High Energy Spin Excitations in Electron-Doped Superconducting Pr$_{0.88}$LaCe$_{0.12}$CuO$_{4-\delta}$ with $T_c=21$ K

TL;DR

This study uses neutron scattering to explore how electron doping affects magnetic excitations in a superconductor, revealing broadening of low-energy spin fluctuations and suppression of high-energy excitations, indicating a new energy scale similar to lightly hole-doped cuprates.

Contribution

It provides detailed insights into the magnetic excitation spectrum of electron-doped Pr$_{0.88}$LaCe$_{0.12}$CuO$_{4-eta}$, highlighting doping-induced spectral redistribution and a new energy scale.

Findings

Wave vector broadening in low-energy spin fluctuations

Suppression of high-energy spin-wave excitations

Identification of a new energy scale in the spin susceptibility

Abstract

We use high-resolution inelastic neutron scattering to study the low-temperature magnetic excitations of electron-doped superconducting Pr$_{0.88}$LaCe$_{0.12}$CuO$_{4-\delta}$ ($T_c=21\pm 1$ K) over a wide energy range (4 meV$\le\hbar\omega\le 330$ meV).
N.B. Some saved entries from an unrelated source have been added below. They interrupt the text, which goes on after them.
PR #620, opened 2019-02-15
PARQUET-1531: Page row count limit causes empty pages to be written from MessageColumnIO

gszadovszky:


parquet-column/src/main/java/org/apache/parquet/column/impl/ColumnWriterBase.java
```diff
@@ -305,6 +305,9 @@ long getRowsWrittenSoFar() {
    * Writes the current data to a new page in the page store
    */
   void writePage() {
+    if (valueCount == 0) {
+      throw new ParquetEncodingException("writing empty page");
```
vinooganesh: This leaves it up to the clients to handle right? Should this be transparent to the clients / only dealt with on the parquet side?

parquet-column/src/main/java/org/apache/parquet/io/MessageColumnIO.java
```diff
@@ -297,6 +297,11 @@ public void startMessage() {
     @Override
     public void endMessage() {
       writeNullForMissingFieldsAtCurrentLevel();
+
+      // We need to flush the cached null values before ending the record to ensure that everything is sent to the
+      // writer before the current page would be closed
+      flush();
```
rdblue: We need to run the benchmarks to see what effect this has on performance.

@isnotinvain, didn't you add some commits to delay flushing nulls to improve performance? I wonder if this reverts that change?

parquet-column/src/main/java/org/apache/parquet/column/impl/ColumnWriterBase.java
rdblue: @vinooganesh, I think this is intended as a sanity check to ensure we don't write empty pages. The new `flush` call in `MessageColumnIO` should fix the problem.

parquet-column/src/main/java/org/apache/parquet/io/MessageColumnIO.java
mccheah: Want to echo this - it looks like it effectively cancels out the null buffering from the above procedure `writeNullForMissingFieldsAtCurrentLevel`.

gszadovszky:
Based on the benchmark the flush-per-record leads to a significant 36% performance loss. See https://tinyurl.com/y3lhgx35 for details.
I'll try to come up with a more advanced solution to save performance.

gszadovszky:
Added a more advanced solution. It is not nice but I did not have a better idea. It even has a 12% performance gain (however I am not sure why): https://tinyurl.com/y2qxodyv.
Any comments/ideas are welcomed.

(The failure is caused by the new parquet-tools merge feature [PARQUET-1381](https://issues.apache.org/jira/browse/PARQUET-1381). I has conceptional design problems and as it is not a high priority one I am planning to revert it and reopen the JIRA.)

gszadovszky:
Any thoughts? I would like to push it in soon so I can come up with a new RC.

rdblue:
I'll have a look today or tomorrow.

gszadovszky:
@rdblue, could you please have a look on it so I can start a new RC for 1.11.0 (if you find this one correct)?

mccheah:
Ping @rdblue - would be great to confirm that this approach is how we want to go about fixing this issue.

rdblue:
+1

This looks good to me. Thanks for fixing it, @gszadovszky!

parquet-column/src/main/java/org/apache/parquet/column/impl/ColumnWriterBase.java
cervebar: @rdblue , @gszadovszky ... hi, sorry for writing this way, I think that probably write here direct to code would reach authors (as I'm starting to be despair :D ) .. I hit this error and don't know how to deal with it, I'm using it in MapReduce and do nothing special, provide WritteSupport and that's all...unfortunately I'm not able to reproduce it in any test,all test with my WriteSupport class passes ... here is my [ question on StackOverFlow](https://stackoverflow.com/questions/61776917/parquet-writer-org-apache-parquet-io-parquetencodingexception-writing-empty-pa) ... thanks for any help

imperio-wxm: > @rdblue , @gszadovszky ... hi, sorry for writing this way, I think that probably write here direct to code would reach authors (as I'm starting to be despair :D ) .. I hit this error and don't know how to deal with it, I'm using it in MapReduce and do nothing special, provide WritteSupport and that's all...unfortunately I'm not able to reproduce it in any test,all test with my WriteSupport class passes ... here is my [ question on StackOverFlow](https://stackoverflow.com/questions/61776917/parquet-writer-org-apache-parquet-io-parquetencodingexception-writing-empty-pa) ... thanks for any help

I encountered the same problem, how to solve it?

gszadovszky: You may check my answer at the referenced StackOverFlow thread.

PR #621, opened 2019-02-19
Revert "PARQUET-1381: Add merge blocks command to parquet-tools (#512)"

gszadovszky:
This reverts commit 863a081850e56bbbb38d7b68b478a3bd40779723.

The design of this feature has conceptional problems and also works incorrectly. See [PARQUET-1381](https://issues.apache.org/jira/browse/PARQUET-1381?focusedCommentId=16772080#comment-16772080) for more details.


zivanfi:
@kgalieva Unfortunately, as Gabor described above, the block-merging functionality seems to be incompatible with the internal logic of the API in its current form. I am sorry to see your contribution about to be reverted and would like to emphasize that your efforts have really been appreciated. If a way is found to resolve this conceptional misalignment, we would be happy to include this functionality in the future in an updated form.

PR #624, opened 2019-02-27
[PARQUET-1542] Merge multiple I/O to one time I/O in method readFooter

wangshisan:
Currently in method readFooter of class ParquetFileReader, it will invoke method converter.readParquetMetadata. To decode file metadata,  there may be quite a number of times of I/O processing underlying, which may heavily slow down parquet read performance.

A better way is to read all the footer bytes in a single I/O, since we have already got footer length before, and pass down all the bytes to underlying.

And we have a test in our environment, this change may bring  50 percent improvement for some cases.

### DIFF
--- a/parquet-hadoop/src/main/java/org/apache/parquet/hadoop/ParquetFileReader.java
+++ b/parquet-hadoop/src/main/java/org/apache/parquet/hadoop/ParquetFileReader.java
@@ -540,6 +540,8 @@ public class ParquetFileReader implements Closeable {
       throw new RuntimeException("corrupted file: the footer index is not within the file: " + footerIndex);
     }
     f.seek(footerIndex);
+    // Read all the footer bytes in one time to avoid multiple read operations,
+    // since it can be pretty time consuming for a single read operation in HDFS.
     ByteBuffer footerBytesBuffer = ByteBuffer.allocate(footerLength);
     f.readFully(footerBytesBuffer);
     LOG.debug("Finished to read all footer bytes.");
--- a/parquet-hadoop/src/main/java/org/apache/parquet/hadoop/ParquetFileReader.java
+++ b/parquet-hadoop/src/main/java/org/apache/parquet/hadoop/ParquetFileReader.java
@@ -30,6 +30,7 @@ import static org.apache.parquet.hadoop.ParquetFileWriter.PARQUET_COMMON_METADAT
 import static org.apache.parquet.hadoop.ParquetFileWriter.PARQUET_METADATA_FILE;
 
 import java.io.Closeable;
+import java.io.InputStream;
 import java.io.IOException;
 import java.io.SequenceInputStream;
 import java.nio.ByteBuffer;
@@ -539,7 +540,12 @@ public class ParquetFileReader implements Closeable {
       throw new RuntimeException("corrupted file: the footer index is not within the file: " + footerIndex);
     }
     f.seek(footerIndex);
-    return converter.readParquetMetadata(f, options.getMetadataFilter());
+    ByteBuffer footerBytesBuffer = ByteBuffer.allocate(footerLength);
+    f.readFully(footerBytesBuffer);
+    LOG.debug("Finished to read all footer bytes.");
+    footerBytesBuffer.flip();
+    InputStream footerBytesStream = ByteBufferInputStream.wrap(footerBytesBuffer);
+    return converter.readParquetMetadata(footerBytesStream, options.getMetadataFilter());
   }
 
   /**


nandorKollar:
There are test failures, however they look unrelated, it looks like Twitter maven repo is down, and we pull something from there. Travis should be retriggered once it is up again.

gszadovszky:
I'm afraid I don't understand why your change would boost the reading. As far as I can see thrift reads all the bytes of the footer only that in some cases not the whole thrift structure is created. Thrift does not seem to do any further seeks or skipping bytes in the underlying input stream.
Are you sure this change made your system working faster? Could you write a benchmark that proves this change would increase the performance in your scenario and would not decrease it significantly in any other ones?

wangshisan:
Underlie of method converter.readParquetMetadata, it will read from the InputStream and deserialize to a FileMetaData object. During serialization, it will read all the filed bytes one by one, you can find this logic in method FileMetaData.read(), unfortunately, the InputStream is without any buffer, that means for each field, there will be at least one I/O, this is pretty time consuming especially for HDFS.

gszadovszky:
I see, thanks for describing.
Could you please provide some benchmarks for different scenarios (by simulating remote reads, reading local files etc.). It would be nice to see that this change really improves the reading in specific cases (if not all of them) and does not have a significant penalty for the others.

parquet-hadoop/src/main/java/org/apache/parquet/hadoop/ParquetFileReader.java
```diff
@@ -539,7 +540,12 @@ private static final ParquetMetadata readFooter(InputFile file, ParquetReadOptio
       throw new RuntimeException("corrupted file: the footer index is not within the file: " + footerIndex);
     }
     f.seek(footerIndex);
-    return converter.readParquetMetadata(f, options.getMetadataFilter());
+    ByteBuffer footerBytesBuffer = ByteBuffer.allocate(footerLength);
```
gszadovszky: Could you add some comments about the purpose of this code part?

chenjunjiedada: I think this is used to read all footer into a byte buffer instead of reading them byte by byte.

wangshisan: Sorry to miss this for so long... Will add a comment later.

wangshisan:
@gszadovszky Sorry, I'm not quite clear, do you mean I need add a benchmark in Parquet-Benchmarks module, or some benchmark result in our Product environment?

parquet-hadoop/src/main/java/org/apache/parquet/hadoop/ParquetFileReader.java
wangshisan: Comment added

gszadovszky:
The best thing would be adding some benchmarks into the parquet-benchmarks module. However, I am not sure how can we properly simulate HDFS. On local disks, it probably won't have any performance benefits because the OS would pre-read the block to memory before giving it to the java reader.
I don't know if HDFS would do similar tricks on remote reads or it would stream the data through the wire. That's why I am interested in some benchmarks. Currently, I am not convinced this change would boost the footer reading.
If you are able to do some benchmarks in your environment with HDFS remote and local reads with and without this fix and provide the results, it would be great. :)

wangshisan:
I made a benchmark on two of our production tables.

- Table a, 66 columns:

Run | Before(ms) | After(ms)
-- | -- | --
Run 1 | 65 | 40
Run 2 | 67 | 43
Run 3 | 59 | 43
Run 4 | 65 | 46
Run 5 | 60 | 39



- Table b, 155 columns.

Run | Before(ms) | After(ms)
-- | -- | --
Run 1 | 85 | 52
Run 2 | 99 | 57
Run 3 | 83 | 56
Run 4 | 91 | 53
Run 5 | 87 | 52

gszadovszky:
Thanks a lot, @wangshisan.
Do you know if these all were remote reads? It would be surprising to me if your change would boost local reads.
Anyway, I'll approve this change.

wangshisan:
They are all remote read.

wangshisan:
@gszadovszky  Thanks for your approval.
@chenjunjiedada Do you have any suggestion?

chenjunjiedada:
LGTM +1

parquet-hadoop/src/main/java/org/apache/parquet/hadoop/ParquetFileReader.java
```diff
@@ -539,7 +540,14 @@ private static final ParquetMetadata readFooter(InputFile file, ParquetReadOptio
...
     }
     f.seek(footerIndex);
-    return converter.readParquetMetadata(f, options.getMetadataFilter());
+    // Read all the footer bytes in one time to avoid multiple read operations,
+    // since it can be pretty time consuming for a single read operation in HDFS.
+    ByteBuffer footerBytesBuffer = ByteBuffer.allocate(footerLength);
+    f.readFully(footerBytesBuffer);
+    LOG.debug("Finished to read all footer bytes.");
+    footerBytesBuffer.flip();
+    InputStream footerBytesStream = ByteBufferInputStream.wrap(footerBytesBuffer);
```
Fokko: Shouldn't we close this input stream?

Fokko: PTAL: https://github.com/apache/parquet-mr/pull/685/

gszadovszky: Technically, you're right. But `ByteBufferInputStream.close()` does nothing. So it is not a bug to not close it.

PR #627, opened 2019-03-11
PARQUET-1534:  [parquet-cli] Argument error: Illegal character in opaque part at index 2 on Windows

masayuki038:
Some commands of parquet-cli don't work on Windows.

```
$ java -cp target/classes;target/dependency/* org.apache.parquet.cli.Main schema C:\Users\masayuki\Downloads\test.parquet                                                               Argument error: Illegal character in opaque part at index 2: C:\Users\masayuki\Downloads\test.parquet          
                                    
$ java -cp target/classes;target/dependency/* org.apache.parquet.cli.Main csv-schema C:\Users\masayuki\Downloads\test.csv --record-name Test                                              
Argument error: Illegal character in opaque part at index 2: C:\Users\masayuki\Downloads\test.csv              

$ java -cp target/classes;target/dependency/* org.apache.parquet.cli.Main convert-csv C:\Users\masayuki\Downlo ads\test.csv -o C:\Users\masayuki\Downloads\test-csv.parquet
Argument error: Illegal character in opaque part at index 2: C:\Users\masayuki\Downloads\test.csv

$ java -cp target/classes;target/dependency/* org.apache.parquet.cli.Main convert C:\Users\masayuki\Downloads\ userdata1.avro -o C:\Users\masayuki\Downloads\userdata1.parquet
Argument error: Illegal character in opaque part at index 2: C:\Users\masayuki\Downloads\userdata1.avro

$ java -cp target/classes;target/dependency/* org.apache.parquet.cli.Main to-avro C:\Users\masayuki\Downloads\ test.parquet -o C:\Users\masayuki\Downloads\test.avro
Argument error: Illegal character in opaque part at index 2: C:\Users\masayuki\Downloads\test.parquet

$ java -cp target/classes;target/dependency/* org.apache.parquet.cli.Main cat C:\Users\masayuki\Downloads\test.parquet
Argument error: Illegal character in opaque part at index 2: C:\Users\masayuki\Downloads\test.parquet

$ java -cp target/classes;target/dependency/* org.apache.parquet.cli.Main head -n 10 C:\Users\masayuki\Downloa ds\test.parquet
Argument error: Illegal character in opaque part at index 2: C:\Users\masayuki\Downloads\test.parquet
```

Calling BaseCommand#qualifiedURI with Windows file path,  java.net.URI.create throws IllegalArgumentException and the command execution is aborted.

This PR fixes the issue. With this PR, parquet-cli will work all commands on Windows.

parquet-cli has no tests. I created PR to add simple tests for each command at https://github.com/apache/parquet-mr/pull/625. Could you review that first?

### DIFF
--- a/parquet-cli/src/main/java/org/apache/parquet/cli/BaseCommand.java
+++ b/parquet-cli/src/main/java/org/apache/parquet/cli/BaseCommand.java
@@ -50,6 +50,7 @@ import java.io.InputStream;
 import java.io.InputStreamReader;
 import java.net.MalformedURLException;
 import java.net.URI;
+import java.net.URISyntaxException;
 import java.net.URL;
 import java.nio.charset.StandardCharsets;
 import java.security.AccessController;
@@ -175,12 +176,13 @@ public abstract class BaseCommand implements Command, Configurable {
    * @throws IOException if there is an error creating a qualified URI
    */
   public URI qualifiedURI(String filename) throws IOException {
-    URI fileURI = URI.create(filename);
-    if (RESOURCE_URI_SCHEME.equals(fileURI.getScheme())) {
-      return fileURI;
-    } else {
-      return qualifiedPath(filename).toUri();
-    }
+    try {
+      URI fileURI = new URI(filename);
+      if (RESOURCE_URI_SCHEME.equals(fileURI.getScheme())) {
+        return fileURI;
+      }
+    } catch (URISyntaxException ignore) {}
+    return qualifiedPath(filename).toUri();
   }
 
   /**
@@ -392,5 +394,4 @@ public abstract class BaseCommand implements Command, Configurable {
           "Could not determine file format of %s.", source));
     }
   }
-
 }
--- a/parquet-cli/src/test/java/org/apache/parquet/cli/BaseCommandTest.java
+++ b/parquet-cli/src/test/java/org/apache/parquet/cli/BaseCommandTest.java
@@ -21,6 +21,7 @@ package org.apache.parquet.cli;
 import org.apache.hadoop.conf.Configuration;
 import org.apache.hadoop.fs.Path;
 import org.junit.Assert;
+import org.junit.Assume;
 import org.junit.Before;
 import org.junit.Test;
 import org.slf4j.Logger;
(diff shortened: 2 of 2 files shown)


gszadovszky:
Could you fix the test failures?

masayuki038:
@gszadovszky I fixed the test failures. Could you review this?

parquet-cli/src/test/java/org/apache/parquet/cli/BaseCommandTest.java
```diff
@@ -45,24 +46,32 @@ public void setUp() {
...
   public void qualifiedPathOnLinuxTest() throws IOException {
+    Assume.assumeFalse
+             (System.getProperty("os.name").toLowerCase().startsWith("win"));
     Path path = this.command.qualifiedPath(LINUX_FILE_PATH);
     Assert.assertEquals("test.parquet", path.getName());
   }
 
   @Test
   public void qualifiedPathOnWinTest() throws IOException {
+    Assume.assumeFalse
```
gszadovszky: Is it working on a Mac? Why assumeFalse? I think, it would be cleaner to execute tests on an actual OS even if some are not covered (e.g. Mac).

masayuki038: @gszadovszky Thanks for your response.

I forgot about Mac ...
I don't have it now. Could anyone check this on Mac?

> Why assumeFalse? 

The reason why it uses assumeFalse, `org.apache.hadoop.fs.Path.initialize` throws IllegalArgumentException depending on the condition. 

| Path Style |  Linux Style  |  Windows Style |
| ---- | ---- | ---- |
| on Linux |  OK  |  IllegalArgumentException |
| on Windows |  OK  |  OK  |

For testing on Linux OS, I changed the code to not execute the Windows Path Style tests. 

> I think, it would be cleaner to execute tests on an actual OS even if some are not covered (e.g. Mac).

I agree. Should I eliminate test code that depends on OS?

gszadovszky: I don't have a Mac either but I think it should work similarly as on Linux.

There is no problem with OS dependent tests like this one where the behavior itself depends on the OS. What I didn't like is `assumeFalse` instead of `assumeTrue`. I mean that we should assume on an actual OS and not that we are not using one of them. It may lead to some unexpected situations. I think, it is better to control the execution on the OS we know how it should work.
So, I suggest executing Win related tests with assuming it is a Win OS and executing the others assuming Linux or Mac.

masayuki038: @gszadovszky Thanks for your comment. I fix the test code. Could you review it again?

masayuki038:
Could anyone merge or review this?

parquet-cli/src/main/java/org/apache/parquet/cli/BaseCommand.java
```diff
@@ -175,12 +176,13 @@ public Path qualifiedPath(String filename) throws IOException {
...
-      return fileURI;
-    } else {
-      return qualifiedPath(filename).toUri();
-    }
+    try {
+      URI fileURI = new URI(filename);
+      if (RESOURCE_URI_SCHEME.equals(fileURI.getScheme())) {
+        return fileURI;
+      }
+    } catch (URISyntaxException ignore) {}
```
rdblue: This is a behavior change that breaks the stated contract of this method: `@throws IOException if there is an error creating a qualified URI`.

In addition, the tests do not validate this change. What happens to invalid URIs after this change? Are characters automatically escaped by using `Path`? What about a resource URI with an unescaped character?

It is fine to change the method contract, but the new behavior must be as well understood as the previous behavior and it should be tested. The tests in this PR check, for example, that the file name has not changed and don't exercise the error handling code at all.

The effect of electron-doping is to cause a wave vector ($Q$) broadening in the low-energy ($\hbar\omega\le 80$ meV) commensurate spin fluctuations at ($\pi$,$\pi$) and to suppress the intensity of spin-wave-like excitations at high energies ($\hbar\omega\ge 100$ meV). This leads to a substantial redistribution in the spectrum of the local dynamical spin susceptibility $\chi^{\prime\prime}(\omega)$, and reveals a new energy scale similar to that of the lightly hole-doped YB$_2$Cu$_3$O$_{6.353}$ ($T_c=18$ K).